Conclusions: Numerical Simulations and Experimental Data

Figures 42 and 43 present the calculated and desired acceleration power spectral density of the platform. These figures indicate that the overall technique, going from a desired acceleration power spectral density profile to a controller position profile, does provide the desired effect – providing an experimental acceleration power spectral density that estimates the desired profile. However, note that the overall acceleration response between 4 Hz to 5 Hz is lower than at the lower frequencies. This is due to the controller limitation of only being able to move the table to a position every 30 milliseconds. A faster position table controller would allow more energy at the higher frequencies and enable a better fit to the ideal acceleration power spectral density profile. Also, note the variability of the experimental acceleration response. Longer sampling times (e.g., much greater than 5 minutes) and additional input signal variation (e.g., position signals longer than 130 seconds) would be needed to obtain a smoother acceleration power spectral density.

Tables 4, 5, and 6 and Figures 44 and 45 present data on the number of times the steel ball (i.e., the impactor) made contact, or the number of hits, with either end block A or B (see Figure 38). From these tables and figures, it is clear that the numerical model of the system does provide the same type of behavior of the real system, especially when the distance between end blocks is such that many hits occur per minute; however, a few differences can be noted. First, from the data tables, it is clear that for the numerical simulations the number of hits on the end blocks are nearly the same between A and B for each time period of evaluation; however, from the experimental data, the number of hits on the end blocks tend to be different. This is most likely attributed to the

construction of the experimental test assembly. Although care was given to ensure the steel rails were straight and level, in actuality, the rails were slightly bent (in both longitudinal and transverse directions); therefore, preventing a truly level set of rails with a constant separation distance on which the steel ball could travel.

Also, note that the numerical simulations actually predicted a lower hit count than was measured. This is most likely attributed to how the impactor contact with the end blocks was modeled in the simulations. First, it was assumed that the impact between the steel ball (impactor) and the end blocks was perfectly elastic (i.e., no kinetic energy was lost during the impact – a coefficient of restitution of 1.0).

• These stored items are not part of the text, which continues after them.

PR #2, opened 2026-07-13
fix(crud,signal): avoid UTF-8 char-boundary panic in slugify truncation

solar345:
## Problem

`base graph extract` panics on a Markdown corpus when an extracted concept label
contains a multi-byte UTF-8 character positioned so a byte falls across the 80-byte
truncation boundary in `slugify()`:

```
thread 'main' panicked at src/crud/mod.rs:75:26:
end byte index 80 is not a char boundary; it is inside 'μ' (bytes 79..81) of `...participation-measure-μ`
```

`slugify()` keeps alphanumeric chars (so Greek/accented letters survive), then does a
raw **byte** slice `&full[..80]`. When byte 80 lands inside a multi-byte char, Rust
panics and the entire extract run dies partway through the corpus.

## Fix

Back off to the nearest UTF-8 char boundary before slicing, in the two spots that
fixed-offset byte-slice arbitrary text:

- `src/crud/mod.rs` — `slugify()` (the reported crash)
- `src/signal/flow_resurface.rs` — signal-preview truncation (`&text[..80]`, same
  hazard on unicode signal text)

`&hex[..32]` (ASCII hash) and `&known_vars[..7]` (Vec slice) were reviewed and left
as-is — neither is a UTF-8 char-boundary hazard.

## Test

Added a regression test in `crud::tests` exercising a 2-byte char straddling byte 80
plus the real-world label that crashed. `cargo test slugify` passes.

### DIFF
--- a/src/crud/mod.rs
+++ b/src/crud/mod.rs
@@ -72,7 +72,13 @@ pub fn slugify(name: &str) -> String {
     if full.len() <= 80 {
         return full;
     }
-    let truncated = &full[..80];
+    // Truncate to at most 80 bytes, backing off to a UTF-8 char boundary so a
+    // multi-byte char (e.g. 'μ') straddling byte 80 doesn't panic the slice.
+    let mut cut = 80;
+    while cut > 0 && !full.is_char_boundary(cut) {
+        cut -= 1;
+    }
+    let truncated = &full[..cut];
     match truncated.rfind('-') {
         Some(pos) if pos > 20 => truncated[..pos].to_string(),
         _ => truncated.to_string(),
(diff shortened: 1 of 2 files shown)


ChristopherKahler:
Merged as 402bf3d, shipped in [v0.13.0](https://github.com/ChristopherKahler/base/releases/tag/v0.13.0). Cherry-picked so your authorship is on the commit.

Clean catch — `&full[..80]` on a byte index is a panic waiting for the first non-ASCII label, and backing off to a char boundary is the right fix. The regression test earns its place too; thanks for including the real crashing label alongside the synthetic case.

PR #4, opened 2026-08-13
Add base-help: a Claude Code coaching skill with a verified 153-pair Q&A bank

albertabrantes:
## What this is

A self-contained Claude Code skill, `/base-help`, that acts as a coach for the base CLI. Users (especially new ones) ask it anything from "how can base help me?" to "why isn't my rule injecting?", and it answers instantly from a pre-verified Q&A bank instead of re-researching every session.

## What's in the folder

- `SKILL.md`: the coaching logic. Bank-first lookup, a first-run read-only audit that writes a per-machine profile (kept in `~/.claude/`, outside this folder, so the skill stays portable), a beginner orientation built around the handoff/fork/`*end` loop, and a coach-format answer structure (answer, command, why it works, gotcha).
- `references/qa.md`: 153 Q&A pairs across 17 sections, each with a provenance tag.
- `references/commands.md`: the read-only / mutating / destructive command surfaces with flag gotchas (e.g. `-g` goes on `base rule` before the verb).

## How it was verified

Pairs were drafted against live `--help` output and the v0.11.0 source tree, merged and deduplicated, then adversarially fact-checked: a reviewer attempted to refute every mechanism claim against the source and corrected what it could refute. The bank is stamped v0.11.0; the skill treats answers as re-verify leads when the installed version differs.

## Notes for review

- The bank includes a "Known bugs (v0.11.0)" section documenting three issues found during source verification, each cited by file and line. I've filed them as separate issues so they can be triaged independently; when they're fixed, those pairs should be updated alongside.
- Folder placement (`claude/skills/`) is a proposal; happy to move it wherever fits your distribution plans (e.g. the extension/plugin mechanism).
- Everything is machine-agnostic: no personal paths, no local state.

🤖 Generated with [Claude Code](https://claude.com/claude-code)

### DIFF
--- a/claude/skills/base-help/README.md
+++ b/claude/skills/base-help/README.md
@@ -1,0 +1,34 @@
+# base-help: a Claude Code coaching skill for the base CLI
+
+A self-contained Claude Code skill that turns `/base-help [question]` into a coach for the `base` CLI: it answers from a pre-verified knowledge bank instantly, teaches the underlying mechanic instead of just handing over a command, and audits the local install into a per-machine profile so it can coach toward adoption gaps (zero domain rules, never-used handoffs, and so on).
+
+## What's inside
+
+| File | Role |
+| --- | --- |
+| `SKILL.md` | The skill logic: local-profile audit, bank-first answer flow, coaching format, beginner orientation |
+| `references/qa.md` | 153 question/answer pairs covering orientation, star commands, handoffs/forks, graph and memory, rules and domains, project scoping, ingestion, GraphRAG, AST navigation, hooks, relay, admin surfaces, known v0.11.0 bugs, and destructive operations. Every pair carries a provenance tag |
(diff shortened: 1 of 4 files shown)


albertabrantes:
One concrete integration idea, in case it's useful when deciding where this folder should live:

Since `base install` already wires the Claude Code hooks, it could also offer to copy this skill into place, something like:

- `base install` (or a `base skill install` subcommand) copies `claude/skills/base-help/` to `~/.claude/skills/base-help/`, making `/base-help` available immediately after install with zero manual steps.
- On `base update`, if the shipped skill folder is newer, offer to refresh `~/.claude/skills/base-help/` (the per-machine profile lives outside the folder at `~/.claude/base-help/local/`, so refreshing the skill never touches user state, and the skill re-audits automatically when the base version changes).

That would turn the placement question into a distribution answer: the repo path just becomes wherever the install step reads from (the extension/plugin mechanism would work the same way). Happy to adjust the folder location or wire any of this differently if you have a preferred shape.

Clearly, in actuality this type of impact is not physically possible and that some energy during the impact must be lost to the system. Secondly, to help with numerical stability, it

was assumed that the steel ball would “stick” to the end blocks (i.e., have the same position and speed as the impacting end block) if the steel ball’s speed after an impact with an end block was nearly zero and the end block was accelerating in a direction towards the opposite end block. The steel ball would then be “released” from the end block once the end block started to accelerate in a direction away from the opposite end block, either transitioning from a positive to a negative acceleration, or transitioning from a negative to a positive acceleration. Without the “stick” to the end block assumption, the tolerances of the ordinary differential equation solvers would, in some impacts, allow the steel ball to move through the end blocks, ending up on the opposite side of the end block, which is clearly not physical. However, the tolerances chosen to implement the “stick” assumption may have been set too large (i.e., the speed of the steel ball after impact was too high to “stick”); therefore, causing a lower simulated number of hits with the end blocks.

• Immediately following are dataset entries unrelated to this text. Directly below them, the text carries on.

PR #30, opened 2026-09-04
fix(rule): compare rule numbers as integers, not text

### LINKED ISSUE #29: `base rule add` gives every rule after the tenth the same number (string MAX on :index)
### base version

`base 0.13.15` (built from source at b1a067f)

### Host and OS

macOS (Darwin 27.0), Apple Silicon, Claude Code hooks

### What happens

Every rule added after the tenth in a domain gets the same number, 10, and lands on the same IRI `rule/<domain>/cli-10`. `base rule list` looks fine (it shows 25 rules), but the hook injection renders the cross-product of the collided rules' texts and rationales: a domain with 25 rules injected ~200 numbered lines, most of them the same text repeated with every other rule's rationale.

Cause: `next_rule_index` in `src/crud/rule.rs` runs `SELECT (MAX(?idx) ...)` over `:index` literals that are stored as plain strings, so once `"0"`..`"9"` exist the max is `"9"`, the next index is 10, and it stays 10 forever. The graph confirms it:

```
$ grep 'ontology#ruleText>' .base/graph.nq | awk '{print $1}' | sort | uniq -c | awk '$1>1'
  15 <http://ops-sys.local/ontology#rule/pool-tie-breaks/cli-10>
```

`ORDER BY ?pri` in `src/domain/query.rs` has the same string-vs-number problem (10 sorts before 2), which is only cosmetic.

### How to reproduce

```
mkdir t && cd t && git init -q && base scaffold
for i in $(seq 1 12); do base rule add --domain probe --text "rule $i"; done
grep 'rule/probe/cli-' .base/graph.nq | grep ruleText | awk '{print $1}' | sort -u | wc -l   # 11, expected 12
echo '{"prompt":"probe"}' | base hook user-prompt-submit                                     # rules 10..12 rendered as a cross-product
```

(add `prompt_keywords = ["probe"]` to the probe domain in `.base/domains.toml` and `base domain sync` first, for the last line.)

### What you expected

12 rules, 12 distinct numbers, 12 injected lines.

### Workaround, if you found one

Patch: cast to integer in both queries.

```
- "SELECT (MAX(?idx) AS ?max_idx) WHERE {{
+ "PREFIX xsd: <http://www.w3.org/2001/XMLSchema#>
+  SELECT (MAX(xsd:integer(?idx)) AS ?max_idx) WHERE {{
```
in `src/crud/rule.rs`, and `ORDER BY xsd:integer(?pri)` in `src/domain/query.rs`. Verified: 12 rules get 12 numbers, and an existing collided graph is fixed by deleting the domain's rule quads and re-adding. Happy to open a PR if you want it.

marcswindle:
Closes #29.

**What changes for a user.** A domain can hold more than ten rules. Before this, every rule added after the tenth was given number 10, landed on the same IRI `rule/<domain>/cli-10`, and the hook injection rendered the cross-product of their texts and rationales (a 25-rule domain injected ~200 lines). Rules also now sort numerically in the injection (10 after 9, not after 1).

**Why.** `next_rule_index` took `MAX(?idx)` over `:index` literals stored as plain strings, so once `"0"`..`"9"` existed the maximum was `"9"` and the next index stayed 10 forever. Casting to `xsd:integer` in that query, and in the injection's `ORDER BY`, fixes both.

**Verified.** 12 rules added to a fresh domain get 12 distinct numbers; the injection lists 12 lines. Full `cargo test` passes except the two `doorbell_test` cases, which fail identically on `main` at b1a067f on this macOS machine (unix-socket accept timing), so they are unrelated.

**Existing collided graphs** are not migrated by this change; deleting the domain's `rule/<domain>/cli-*` quads and re-adding the rules repairs them.

🤖 Generated with [Claude Code](https://claude.com/claude-code)

https://claude.ai/code/session_013pujoWN6FPbRgQhujseTwC

### DIFF
--- a/src/crud/rule.rs
+++ b/src/crud/rule.rs
@@ -145,7 +145,8 @@ pub fn remove(cwd: &Path, ns: &NamespaceConfig, domain_name: &str, index: u32) -
 fn next_rule_index(cwd: &Path, ns: &NamespaceConfig, domain_iri: &str) -> Result<u32> {
     let p = &ns.prefix;
     let sparql = format!(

Finally, the largest factor in the discrepancy between numerical simulation and experimental results was most likely how the dynamics of the end blocks contributed to the overall response of the steel ball. It was assumed that the duration of the impact was of such short duration that the dynamics of the end blocks were negligible (i.e., the end blocks act as rigid walls during the impact). It was also assumed that the dynamic response of the end blocks after each impact would dissipate (become negligible) before another impact could occur, and it was assumed that the ground motion did not excite the dynamics of the end blocks. Through observation of the test assembly, it was easy to verify that the ground motion (platform motion) did excite the end blocks; however, the overall effect of the dynamics of the end blocks could not be easily verified by direct observation. So, the modeling assumptions of the impact dynamics between the steel ball and the end blocks most likely had a large effect on the number of simulated hits being less than actually measured.

Another possible contributor to the differences in the numerical and experimental results may be due to the dynamics of the position table foundation and of the raised platform. It was assumed in the numerical simulations that the dynamics of both the foundation and the raised platform could be neglected; however, in the experimental acceleration results, high frequency dynamics from the platform and foundations could actually be observed.